NC State University is seeking commercial partners to commercialize novel molecules which inhibit both TRYPV-1 and Janus Kinase to treat chronic pain and itch .
Chronic itch and pain can be debilitating for many people worldwide and share many common physiological pathways. Current itch management strategies involve corticosteroid creams, antibacterials or local anesthetics. If these treatments are not successful, medications to treat nerve pain are used such as Lyrica (pregabalin) or Neurontin (gabapentin), together with an antidepressant or nerve block. Chronic pain that is not responsive to over the counter medication can be treated with certain types of antidepressant, muscle relaxants, anti-seizure medication and opioid based drugs. All of these medications have side effects and opioid addiction has become an epidemic in the United States. In fact, the US Centers for Disease Control and Prevention recently reported that 91 Americans die a day from opioid dependence, totaling 33,000 deaths in 2015 – more than any year on record. Such drugs now kill more Americans than guns or car accidents. One of the newer therapies designed to target chronic itch and pain by reducing inflammation are Janus Kinase inhibitors (Jakinibs) which exert their effect by have their effect by reduction of signal transduction after binding of cytokines, such as IL-31, to their receptors. These molecules are proposed for the treatment of cancer and inflammatory diseases, such as atopic dermatitis (AD). The JAK inhibitor oclacitinib is currently approved for the treatment of lesions and pruritus in dogs with AD while tofacitinib is approved/under clinical development for human rheumatoid arthritis and inflammation and pruritus associated with atopic dermatitis and psoriasis.

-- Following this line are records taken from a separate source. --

PR #1548, opened 2026-09-16
Block AI attribution in commits and PRs

tigercosmos:
Add a hook that blocks a git or gh write when its message or body credits an AI agent. Examples are a `Co-authored-by` trailer naming an agent and a "Generated with" line.

The commit-code and create-pr skills require human-authored commit messages and PR bodies, but nothing enforced the rule. This change also states the rule in CLAUDE.md.

One script serves Claude Code, Codex, and Cursor. Codex runs the hook only after the user trusts it with `/hooks`.

The 56 tests in `tests/test_check_ai_attribution.py` pass. In a live run, the hook blocked a commit with a co-author trailer in all three agents.

PR #1556, opened 2026-09-18
Skip the attribution hook test outside a checkout

tigercosmos:
`tests/test_check_ai_attribution.py` skips itself when the repository tree is not next to `tests/`.

The `nouse_install` nightly job copies `tests/` out of the checkout and runs the copy against the installed package. The hook under `.claude/hooks/` is then out of reach, and all 56 tests fail on a missing file. The skip condition keys on the repository tree rather than on the hook, so a moved or renamed hook still fails the tests instead of skipping them.

In a source checkout the 56 tests pass. In a copy of `tests/` run from outside a checkout they skip. With the hook removed from a checkout they fail, so the skip does not mask a missing hook.

Related to #1548.


tests/test_check_ai_attribution.py
```diff
@@ -15,6 +15,12 @@
 HOOK = (pathlib.Path(__file__).resolve().parent.parent
         / ".claude" / "hooks" / "check-ai-attribution.py")
 
+# The nouse_install job copies tests/ out of the checkout and runs the copy
+# against the installed package, so the repository tree is out of reach. Key
+# the skip on that tree, not on HOOK, so a moved hook fails rather than skips.
+pytestmark = pytest.mark.skipif(not HOOK.parent.parent.is_dir(),
```
tigercosmos, line 21: Instead of modifying nouse_install, let's skip this test because there is no coverage difference for the AI hook test.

Researchers at NC State University have identified that there is a much more comprehensive relief of itch by JAK inhibitors, mediated through TRPV1-receptors. In addition to itch inhibition, the reduced response to capsaicin by JAK inhibitors indicates an extension of possible benefit in attenuating pain transduction via TRPV1, as already documented in patients with rheumatoid arthritis. Based on this information, the inventors have designed a set of drug candidates that are likely to inhibit both Janus Kinase and TRPV-1 receptor activity with broader and more effective pain relieving properties.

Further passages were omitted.